[PATCH] D9151: Loop Versioning for LICM

Fri Jan 15 11:47:09 PST 2016

hfinkel added inline comments.

================
Comment at: lib/Transforms/IPO/PassManagerBuilder.cpp:349
@@ -342,1 +348,3 @@
+    MPM.add(createLICMPass());                  // Hoist loop invariants
+  }
   if (!DisableUnitAtATime && OptLevel > 1 && !PrepareForLTO) {
----------------
joker.eph wrote:
> hfinkel wrote:
> > joker.eph wrote:
> > > ashutosh.nema wrote:
> > > > joker.eph wrote:
> > > > > grosser wrote:
> > > > > > joker.eph wrote:
> > > > > > > grosser wrote:
> > > > > > > > joker.eph wrote:
> > > > > > > > > ashutosh.nema wrote:
> > > > > > > > > > joker.eph wrote:
> > > > > > > > > > > Why is is done here and not where LICM is usually done? Line 419?
> > > > > > > > > > > Did you try multiple placements? Do you have benchmarks results that drives this choice?
> > > > > > > > > > We want to run this when inining is over, because after that we may see more accurate aliasing.
> > > > > > > > > > That’s why we placed it after ‘createBarrierNoopPass’. If we do this earlier probably of no-alias 
> > > > > > > > > > aliasing assumptions in version loop, other optimizations may get some benefit. 
> > > > > > > > > > 
> > > > > > > > > > This can be schedule later as well but I don’t see any benefit.
> > > > > > > > > > 
> > > > > > > > > > We have observed good gains in our internal benchmarks, mostly based on customer workloads.
> > > > > > > > > I'm not sure I follow why you need the inliner to be fully complete over the whole module and not having processed the function on which you want to run LICM. What kind of aliasing will this avoid? Do you have an example?
> > > > > > > > > 
> > > > > > > > > Also, you are saying that you don't see any benefit of scheduling this later, can you elaborate with respect to the other run of LICM I pointed?
> > > > > > > > > 
> > > > > > > > > Also, I ask about benchmark with respect to the different possible placement for this pass, and you didn't answer this in particular.
> > > > > > > > > 
> > > > > > > > One reason to run this late is that too early versioning may prevent  both further inlining (due to increased code size) as well as versioning later a possibly larger loop.
> > > > > > > > 
> > > > > > > > Furthermore, to my understanding the inlining loop is indeed a canonicalization phase.

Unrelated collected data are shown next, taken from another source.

Issue #2276, opened 2022-06-05
[Spec] The grammar does not have rules for dynamic types


kaby76:
I am testing the Spec. I programmatically scrape the [Spec](https://github.com/dart-lang/language/blob/master/specification/dartLangSpec.tex) for the rules of the grammar and generate an Antlr4 grammar. The grammar is then refactored via my Trash tool kit to fix various problems. Finally, the grammar is tested against the [sdk](https://github.com/dart-lang/sdk) library. The scraped grammar is better than the [grammar written by the Dart Language Team](https://github.com/dart-lang/sdk/blob/main/tools/spec_parser/Dart.g), but it is only as good as the Spec, which seems incomplete.

I am noticing missing rules in the [Spec](https://github.com/dart-lang/language/blob/8fb9f0ad4e8e5eabb1ec83abcd53f2f587d111fb/specification/dartLangSpec.tex) for dynamic types. For example, I cannot parse [dynamic methods](https://github.com/dart-lang/sdk/blob/09967d8c255e6d996bbc419fe3a2148aaff5e9e4/sdk/lib/_internal/wasm/lib/object_patch.dart#L43).

lrhn:
The word `dynamic` is not a reserved word, just a built-in identifier. That means that it *is* an `<identifier>`, just with rules against using it in particular places (and even those rules are loosened for `dynamic` and `Function`).
I think you are right and the grammar doesn't include that exception:
```ebnf
<typeIdentifier> ::= <IDENTIFIER>
  \alt <OTHER\_IDENTIFIER>
```
should probably be
```ebnf
<typeIdentifier> ::= <IDENTIFIER>
  \alt <OTHER\_IDENTIFIER>
  \alt \DYNAMIC{}
  \alt \FUNCTION{}
```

We are planning to run Polly after the inliner loop for this very same reason.
> > > > > > > Fair for the inliner loop. But what about the already existing LICM that already runs a little bit later?
> > > > > > Are  you talking about the LICM pass within the inliner loop? It is to my understanding part of the canonicalization sequence that helps both to eliminate loops (in case all statements can be proven loop invariant) and which also helps SCEV by moving certain SCEVUnknowns further out of the tree. As the existing LICM does not add a large code size increase, it seems to be save to be run in the inliner loop.
> > > > > > 
> > > > > > (LICM is not a pure canonicalization hence it causes some troubles for Polly, but we are working on addressing them on our side).
> > > > > No, not within the inliner loop, see line 419 (or 411 before the patch)
> > > > We did tried multiple placements i.e. prior to inlining completion and post completion.
> > > > As this is an internal benchmark, we can’t disclose details. But with these placements we 
> > > > did not noticed any degrade in our regular testing. Reason for running just after inlining 
> > > > completion is other passes might gain from non-alias version of loop (As of now we do 
> > > > not have any case where other optimization getting benefits from no-alias version of loop).
> > > Well as long as it is not enabled by default in the pipeline, it does not matter. It is worth noting that this question may come back later though.
> > I don't think that making functions larger prior to inlining is something we can justify (i.e. I'm sure that will cause regressions). Also, as functions get inlined, it is likely to turn out that aliasing that we could not reason about in the function in isolation can be reasoned about in the context of a particular caller. Making the decision to version early will be problematic in that sense as well (it would be nice to think that, in such a case, we'd statically evaluate the runtime condition one way or the other, but I don't think that can happen now either).
> > 
> After talking on IRC, the answer to my original question about the LICM that runs later in the pipeline is that it runs after the vectorizer as part of post-vectorize cleanup. The current point of the multi-versioning LICM is different: it may help to allow better vectorization, so it makes sense to differentiate with the existing LICM.
Correct. One issue, however, is that unconditionally running LICM after the versioning pass is not ideal (in the compile-time sense), because LICM Is not super cheap.

Given that we broke LICM up into a set of utility functions (exposed in include/llvm/Transforms/Utils/LoopUtils.h), we should really call them from this pass only if we actually do anything.



Repository:
  rL LLVM

http://reviews.llvm.org/D9151